AuScope Sep 23, 2020

This article was originally published by AuScope, Australia’s provider of research infrastructure to the Earth and Geospatial Science community. AuScope is an Australian Government (NCRIS) organisation that has enabled the research, or research infrastructure, described here. Author: Meghan Miller, edited by Jo Condon.


To test the new kit, researchers and students from the Australian National University headed to the long running ANU seismic station at Mt Stromlo in August 2020, to install 72 of the new instruments for a month of data collection. And next, the team will benchmark against data from the high-precision broadband seismometer that is running in the vault at the site.
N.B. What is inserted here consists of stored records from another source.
PR #1222, opened 2025-01-21
[k2] fix runtime compilation from sources 

astrophysik:


compiler/make/make.cpp
```diff
@@ -451,6 +451,7 @@ static std::string get_light_runtime_compiler_options() {
     }
   }
   s << "-std=c++20 ";
+  s << "-Wno-invalid-source-encoding "; // required by vkext/string-processing.cpp
```
apolyakov, line 454: Let's add that flag for that single file only

apolyakov (changes requested):

compiler/make/make.cpp
astrophysik: Done

apolyakov (approved):

PR #1224, opened 2025-01-22
Fix ubuntu 24.04 noble build

mkornaukhov03:
This PR allows to build all targets using `clang++-18` and `g++-11`.
`g++-12` and newer are going crazy with too strict warnings and they are _won't_ be supported in current PR.
There were 2 fixes needed:
1) Get rid of thread pool (it's unused anyway)
2) Fix optimizations rule generation. There were possible dangling references so I've changed `const auto&` on `const auto` because there are only pointer wrappers on the right side of assignment.


astrophysik (approved):
LGTM

PR #1225, opened 2025-01-23
add few builtins in runtime-light

astrophysik:


runtime-light/stdlib/server/http-functions.cpp
```diff
@@ -181,3 +181,16 @@ void f$setrawcookie(const string &name, const string &value, int64_t expire_or_o
   }
   kphp::http::header({static_SB_spare.c_str(), static_SB_spare.size()}, false, kphp::http::status::NO_STATUS);
 }
+
+array<string> f$headers_list() noexcept {
```
apolyakov, line 185: Maybe move it's implementation into the header?

runtime-light/stdlib/server/http-functions.cpp
```diff
@@ -181,3 +181,16 @@ void f$setrawcookie(const string &name, const string &value, int64_t expire_or_o
...
+  auto &http_server_instance_st{HttpServerInstanceState::get()};
```
apolyakov, line 186: Just a thought: isn't it better to reduce number of variables in functions? Here, for example, we can get rid of `http_server_instance_st` as it's used only once

runtime-light/stdlib/server/http-functions.cpp
```diff
@@ -181,3 +181,16 @@ void f$setrawcookie(const string &name, const string &value, int64_t expire_or_o
...
+  const auto &headers{http_server_instance_st.headers()};
+
+  array<string> list;
```
apolyakov, line 189: Let's add call to `reserve`

runtime-light/stdlib/server/http-functions.cpp
```diff
@@ -181,3 +181,16 @@ void f$setrawcookie(const string &name, const string &value, int64_t expire_or_o
...
+  for (const auto & header : headers) {
+    string value{(header.first + ": " + header.second).c_str()};
```
apolyakov, line 191: No need to temporary `std::string` here. It's better to use a combination of `reserve_at_least` and `append`

apolyakov (changes requested):

runtime-light/stdlib/server/http-functions.cpp
astrophysik: fix

runtime-light/stdlib/memory/memory-usage.h
```diff
@@ -0,0 +1,19 @@
+// Compiler for PHP (aka KPHP)
+// Copyright (c) 2025 LLC «V Kontakte»
+// Distributed under the GPL v3 License, see LICENSE.notice.txt
+
+#pragma once
+
+#include "runtime-common/core/allocator/runtime-allocator.h"
```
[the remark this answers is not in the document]
astrophysik: fix

runtime-light/stdlib/serialization/json-functions.h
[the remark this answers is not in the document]
astrophysik: ok

runtime-light/stdlib/server/http-functions.cpp
astrophysik: move

runtime-light/stdlib/server/http-functions.cpp
astrophysik: fix

apolyakov (approved):

apolyakov (approved):

apolyakov (approved):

Transforming seismic surveying

AuScope’s nodal seismometers, which join the ANSIR collection, are small — the size of a paint can — and easily transportable. They are much less expensive than their passive seismic counterparts, provide much higher data resolution, and can be applied to a broader range of applications. They are transforming data acquisition and will end spatial aliasing, which is kind of like pixelation in an image and impacts data quality when it is not possible to sample with a high enough spatial resolution.
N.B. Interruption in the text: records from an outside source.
PR #1229, opened 2025-01-31
do not initialize StringLibContext's static buffers

apolyakov:
This pull request enhances the performance of the HelloWorld benchmark for K2 by a factor of 32. Previously, we used zero-initialized `std::array` as a buffer in `StringLibContext`. This zeroing of the 8MB array at the start of each request consumed significant CPU time. By switching to uninitialized `std::array`, we avoid unnecessary initialization, resulting in substantial performance improvements.

Following benchmark is enough to see the difference:
```
?php

echo "Hello, World!\n";
```

### DIFF
--- a/runtime-common/stdlib/string/string-context.h
+++ b/runtime-common/stdlib/string/string-context.h
@@ -43,7 +43,7 @@ struct StringLibContext final : private vk::not_copyable {
   // The buffer is intended to be used as raw storage, and its contents will be
   // explicitly managed elsewhere in the code.
   std::array<char, STATIC_BUFFER_LENGTH + 1> static_buf;
-  std::array<char, MASK_BUFFER_LENGTH> mask_buffer;
+  std::array<char, MASK_BUFFER_LENGTH> mask_buf;
 
   StringLibContext() noexcept = default;
 
--- a/runtime-common/stdlib/string/string-context.h
+++ b/runtime-common/stdlib/string/string-context.h
@@ -30,17 +30,22 @@ inline constexpr std::string_view PERCENT_ = "%";
 
 }; // namespace string_context_impl_
 
-class StringLibContext final : vk::not_copyable {
+struct StringLibContext final : private vk::not_copyable {
   static constexpr int32_t MASK_BUFFER_LENGTH = 256;
-
-public:
   static constexpr int32_t STATIC_BUFFER_LENGTH = 1U << 23U;
-
-  std::array<char, STATIC_BUFFER_LENGTH + 1> static_buf{};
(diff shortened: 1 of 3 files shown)


runtime-common/stdlib/string/string-context.h
```diff
@@ -30,13 +32,16 @@ inline constexpr std::string_view PERCENT_ = "%";
...
-class StringLibContext final : vk::not_copyable {
+struct StringLibContext final : vk::not_copyable {
+  static constexpr int32_t STATIC_BUFFER_LENGTH = 1U << 23U;
+
+private:
   static constexpr int32_t MASK_BUFFER_LENGTH = 256;
 
-public:
-  static constexpr int32_t STATIC_BUFFER_LENGTH = 1U << 23U;
+  std::aligned_storage<STATIC_BUFFER_LENGTH + 1> storage;
```
mkornaukhov03, line 41: Are you sure that non-zeroing this memory won't lead to unexpected errors?
Did you test it with vkcom? This change seems hazardous
We have this kind of errors previously, see https://github.com/VKCOM/kphp/pull/1011/files#diff-a72cbbf809305fc21fdf70974cef5d9c5263b5ccfcb3d471fad561e03d323a0eR29

runtime-common/stdlib/string/string-context.h
```diff
@@ -30,13 +32,16 @@ inline constexpr std::string_view PERCENT_ = "%";
...
 
-  std::array<char, STATIC_BUFFER_LENGTH + 1> static_buf{};
+public:
+  char *static_buf{reinterpret_cast<char *>(std::addressof(storage))};
```
mkornaukhov03, line 44: I think it's better to have a method `static_buf()`.
We would get rid of extra invariant for self-referential data structure so there will be a narrower space for bugs.

runtime-common/stdlib/string/string-context.h
mkornaukhov03: By the way, we can align storage by size of cache line and it may lead benefits for small (up to 64 bytes) strings. I think it's worth to do, but up to you

mkornaukhov03 (changes requested):

runtime-common/stdlib/string/string-context.h
apolyakov: Let's do it in a separate PR

mkornaukhov03 (changes requested):
OK, but let's run better internal tests. I'll give an approve after passing them.

mkornaukhov03 (approved):
OK

PR #1237, opened 2025-02-17
Write `CompilerCore` hash tables stats and tune sizes

mkornaukhov03:


compiler/stats.cpp
```diff
@@ -90,6 +90,27 @@ void Stats::write_to(std::ostream &out, bool with_indent) const {
   out << indent << "compilation.total_time: " << total_time << std::endl;
   out << indent << "compilation.object_out_size: " << object_out_size << std::endl;
   out << block_sep;
+  out << indent << "hash_tables.max_files: " << max_files << std::endl;
+  out << indent << "hash_tables.total_files: " << total_files << std::endl;
+  out << indent << "hash_tables.max_dirs: " << max_dirs << std::endl;
+  out << indent << "hash_tables.total_dirs: " << total_dirs << std::endl;
+  out << indent << "hash_tables.max_functions: " << max_functions << std::endl;
+  out << indent << "hash_tables.total_functions: " << total_functions_ << std::endl;
```
Danil42Russia, line 98: why duplicate if there is already `functions.total`?

mkornaukhov03: I think it would be convenient to draw a aboard with all metrics that starts with `hash_tables`. It would be ugly if all except one will start with `hash_tables` and one will not.

Danil42Russia: ok I agree.

Danil42Russia (approved):

DrDet (approved):

PR #1238, opened 2025-02-19
fix msgpack allocations

astrophysik:


apolyakov (changes requested):

apolyakov (approved):

runtime/php_assert.cpp
```diff
@@ -93,7 +93,7 @@ static void print_demangled_adresses(void **buffer, int nptrs, int num_shift, bo
 }
 
 static void php_warning_impl(bool out_of_memory, int error_type, char const *message, va_list args) {
-  if (!out_of_memory && (php_warning_level == 0 || RuntimeContext::get().php_disable_warnings)) {
```
Danil42Russia: and are we sure we don't want to leave that logic out?
Otherwise, there will be OOM in the code with error suppression again, and we will waste time looking for it again.

Danil42Russia: but if you think it is not necessary, you can close conversation

astrophysik: I was thinking about this part. Maybe it's better to add here condition like `if error_type != E_ERROR`, but it could give large count of hided logs, that we're not ready for. I Suggest to make some experiments with that code and make final decision in the future

PR #1240, opened 2025-02-20
use murmur hash for class name hashing

apolyakov:


common/algorithms/hashes.cpp
```diff
@@ -0,0 +1,70 @@
...
+// Distributed under the GPL v3 License, see LICENSE.notice.txt
+
+#include "common/algorithms/hashes.h"
+
+#include <cstddef>
+#include <cstdint>
+
+namespace {
+
+size_t unaligned_load(const char *p) {
```
astrophysik, line 12: noexcept?

common/algorithms/hashes.cpp
```diff
@@ -0,0 +1,70 @@
...
+// MurMur hash function was taken from libstdc++
+template<>
+uint64_t murmur_hash<uint64_t>(const void *ptr, size_t len, size_t seed) noexcept {
+  static constexpr size_t mul = (static_cast<size_t>(0xc6a4a793UL) << 32UL) + static_cast<size_t>(0x5bd1e995UL);
+  const char *const buf = static_cast<const char *>(ptr);
+  // Remove the bytes not divisible by the sizeof(size_t).  This
+  // allows the main loop to process the data as 64-bit integers.
+  const int len_aligned = len & ~0x7;
+  const char *const end = buf + len_aligned;
+  size_t hash = seed ^ (len * mul);
```
astrophysik, line 45: Maybe make type of hash `uint64_t` as it declared in function signature?

common/algorithms/hashes.h
```diff
@@ -6,17 +6,20 @@
...
-#include <numeric>
 #include <utility>
 
 #include "common/type_traits/range_value_type.h"
 #include "common/wrappers/span.h"
 
 namespace vk {
 
+template<typename T>
+T murmur_hash(const void *ptr, size_t len, size_t seed = static_cast<size_t>(0xc70f6907UL)) noexcept;
```
astrophysik, line 21: As I saw in code there's a pattern
 ```C++
 std::string_view name{...};
 vk::murmur_hash(name.data(), name.size());
 ```
Maybe do signature murmur_hash like  `T murmur_hash(std::string_view`,...)?

runtime/ffi.h
```diff
@@ -15,7 +17,7 @@ struct C$FFI$CData: public refcountable_php_classes<C$FFI$CData<T>>, private Dum
   T c_value;
 
   const char *get_class() const noexcept { return "FFI\\CData"; }
-  int get_hash() const noexcept { return 1945543994; }
+  int get_hash() const noexcept { return static_cast<int32_t>(-1934403570); }
```
astrophysik, line 20: Constant is changed. Is it safety?

common/algorithms/hashes.h
apolyakov: I don't want to require `std::string_view` in order to use the hashing algorithm

runtime/ffi.h
apolyakov: Yes, it has changed since the hashing algorithm was updated

common/algorithms/hashes.h
```diff
@@ -47,9 +50,8 @@ size_t hash_range(const Rng &range, Hasher hasher = Hasher()) {
 template<class Rng, class Hasher = std::hash<range_value_type<Rng>>>
 class range_hasher : Hasher {
 public:
-  explicit range_hasher(Hasher hasher = Hasher()) :
-    Hasher(std::move(hasher)) {
-  }
+  explicit range_hasher(Hasher hasher = Hasher())
+    : Hasher(std::move(hasher)) {}
```
mkornaukhov03, line 54: Extra diff here and in other places in this file

runtime-light/stdlib/job-worker/job-worker.h
```diff
@@ -83,10 +85,10 @@ inline class_instance<C$KphpJobWorkerResponseError> f$KphpJobWorkerResponseError
   return v$this;
 }
 
-inline string f$KphpJobWorkerResponseError$$getError(class_instance<C$KphpJobWorkerResponseError> v$this) noexcept {
+inline string f$KphpJobWorkerResponseError$$getError(const class_instance<C$KphpJobWorkerResponseError> &v$this) noexcept {
```
mkornaukhov03, line 88: Why do we need it?

common/algorithms/murmur-hash.cpp
```diff
@@ -0,0 +1,83 @@
...
+  return v ^ (v >> 47);
+}
+
+} // namespace
+
+namespace vk {
+
+// MurMur hash function was taken from libstdc++
+template<>
+uint64_t murmur_hash<uint64_t>(const void *ptr, size_t len, size_t seed) noexcept {
```
mkornaukhov03, line 51: Can't it be defined as `constexpr`?

runtime/datetime/datetime.h
```diff
@@ -21,7 +25,8 @@ struct C$DateTime : public refcountable_polymorphic_php_classes<C$DateTimeInterf
   }
 
   int get_hash() const noexcept final {
-    return 2141635158;
+    std::string_view name_view{get_class()};
+    return static_cast<int32_t>(vk::murmur_hash<uint32_t>(name_view.data(), name_view.size()));
```
mkornaukhov03, line 29: Can't `murmurhash` be defined as constexpr?

mkornaukhov03 (changes requested):

builtin-functions/kphp-full/_functions.txt
```diff
@@ -1584,13 +1584,13 @@ class JsonEncoder {
   static function from_json_impl(string $encoder_tag, string $json, string $class_name) ::: instance<^3>;
 }
 
-class DateTimeZone {
+final class DateTimeZone {
```
Danil42Russia, line 1587: why? in php these are not `final` classes. We support inheritance from classes in the standard library

common/common.cmake
```diff
@@ -9,6 +9,7 @@ prepend(COMMON_MAIN_SOURCES ${COMMON_DIR}/
 
         sha1.cpp
         allocators/freelist.cpp
+	algorithms/murmur-hash.cpp
```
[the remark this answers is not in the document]
apolyakov: It looks nicely indented in both github editor and my IDE

runtime-light/stdlib/job-worker/job-worker.h
apolyakov: Just to get rid of a warning

common/algorithms/murmur-hash.cpp
apolyakov: It'd force us to define it in header. Anyway, there is not much point in doing this as most of `get_hash` methods are `virtual` which means we can't make them `constexpr`

builtin-functions/kphp-full/_functions.txt
apolyakov: Fixed. Kept them non-`final`. Also, fixed the declarations of such classes so they can really be extended in user code

common/algorithms/hashes.h
apolyakov: Fixed

common/common.cmake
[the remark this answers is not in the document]
mkornaukhov03: It's tab, we use spaces instead

compiler/compiler.cmake
```diff
@@ -15,6 +15,7 @@ endif()
 
 prepend(KPHP_COMPILER_COMMON ${COMMON_DIR}/
         dl-utils-lite.cpp
+	algorithms/murmur-hash.cpp
```
mkornaukhov03, line 18: Same here

mkornaukhov03 (approved):
OK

Importantly, this new technology will enable seismologists to be able to answer questions about Earth’s structure on a one to ten metre scale rather than greater than two to five kilometres from the most densely spaced passive seismic experiments in the past! These new data will no longer be limited to individual waveforms (one time-series recording at each seismometer) but will be able to utilise the entire wavefield recorded at the entire array of closely spaced instruments.

“AuScope nodal seismometers will begin to bridge the existing gap between seismic images of the Earth with the geological and geochemical samples of the Earth’s materials.”

The large number of instruments deployed simultaneously will enable researchers to migrate the data to produce true high-resolution image volumes of the 3D Earth structure, that include complex fault structure, changes in rock types and aquifer systems, and other physical properties of interest to the wider geoscience community.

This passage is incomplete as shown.